A naive cosine-similarity scan over a million vectors takes seconds. ANN indexes (HNSW, IVF, DiskANN) bring that to milliseconds by trading a tiny amount of recall for huge speedups. A general-purpose database can't do this natively unless you add an extension.

Vector databases also handle:

  • Metadata filters — "similar to X, but only where tenant_id = 7."
  • Hybrid search — combining vector similarity with BM25 keyword matching.
  • Writes and updates — embeddings change as documents change.
  • Replication and backups — you care about this once you have real data.

Dedicated vs. embedded

  • Dedicated services — Pinecone, Weaviate, Turbopuffer. Managed, scale past a billion vectors, pay per GB + per query.
  • Extensions on existing databasespgvector on Postgres, Redis Stack. One less service to run; lower ceiling on scale.

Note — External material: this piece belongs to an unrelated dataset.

PR #185, opened 2022-08-17
chore(): add timestamp to the requests

gunhansancar:
Adding the timestamp to the requests in the new codebase. 

Note: Java 8+ `Clock` is not preferred as a source for`TimeProvider` as it is only available API 26 and above. To be able to use it below API 26 we need to enable `coreLibraryDesugaring` which increases the size of our library.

For most products under 10M vectors, pgvector on the Postgres you already have is the simplest choice. Past that, a dedicated store earns its keep.

What to look at when picking one

  • Recall at latency SLO. A store that hits 99% recall at 50ms p95 beats one that hits 95% at 20ms for most RAG.
  • Metadata filter quality. Post-filtering (search first, filter after) silently kills recall at low selectivity. Look for pre-filtered indexes.
  • Pricing model. Per-query, per-GB, per-pod — all legitimate; match to your traffic shape.
  • Multi-tenancy. Namespace isolation matters if you serve per-customer data.

When NOT to use a vector database

Small corpora (under 10k chunks) — keep embeddings in a Parquet or SQLite file and do brute-force cosine. No index, no infra, correct every time.